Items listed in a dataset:

####

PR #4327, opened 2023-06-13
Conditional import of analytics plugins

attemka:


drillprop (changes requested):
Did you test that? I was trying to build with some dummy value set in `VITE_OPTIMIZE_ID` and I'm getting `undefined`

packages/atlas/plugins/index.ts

####

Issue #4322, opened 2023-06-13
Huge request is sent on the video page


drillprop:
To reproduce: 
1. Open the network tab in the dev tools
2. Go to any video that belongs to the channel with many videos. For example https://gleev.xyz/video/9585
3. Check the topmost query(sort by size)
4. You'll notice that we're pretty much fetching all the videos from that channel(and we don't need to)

####

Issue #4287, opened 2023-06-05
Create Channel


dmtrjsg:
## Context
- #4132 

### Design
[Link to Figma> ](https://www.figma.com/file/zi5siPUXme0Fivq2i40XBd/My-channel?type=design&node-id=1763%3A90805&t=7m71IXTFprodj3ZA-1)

####

◆ **What is required**: Wherever the word "that" appears in the data, return the whole line.

◆ **Output**:
Did you test that? I was trying to build with some dummy value set in `VITE_OPTIMIZE_ID` and I'm getting `undefined`
2. Go to any video that belongs to the channel with many videos. For example https://gleev.xyz/video/9585
4. You'll notice that we're pretty much fetching all the videos from that channel(and we don't need to)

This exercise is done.